» Record extracts:

==========

PR #75, opened 2024-02-01
Add IgnoreKubeNotFound helper function

mhmxs:
Kubeclient Patch function returns an aggregate error, so we need a helper function to identify not found errors.

### DIFF
--- a/util/helpers.go
+++ b/util/helpers.go
@@ -1,6 +1,28 @@
 package util
 
+import (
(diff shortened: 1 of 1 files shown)


eljohnson92:
@mhmxs I think we can use filterOut like we used in the [cluster controller](https://github.com/linode/cluster-api-provider-linode/blob/main/controller/linodecluster_controller.go#L127) for this for this use case possibly?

==========

» Activity: Take from the listing above each line in which the string "mhmxs" is found.

» Output:
mhmxs:
@mhmxs I think we can use filterOut like we used in the [cluster controller](https://github.com/linode/cluster-api-provider-linode/blob/main/controller/linodecluster_controller.go#L127) for this for this use case possibly?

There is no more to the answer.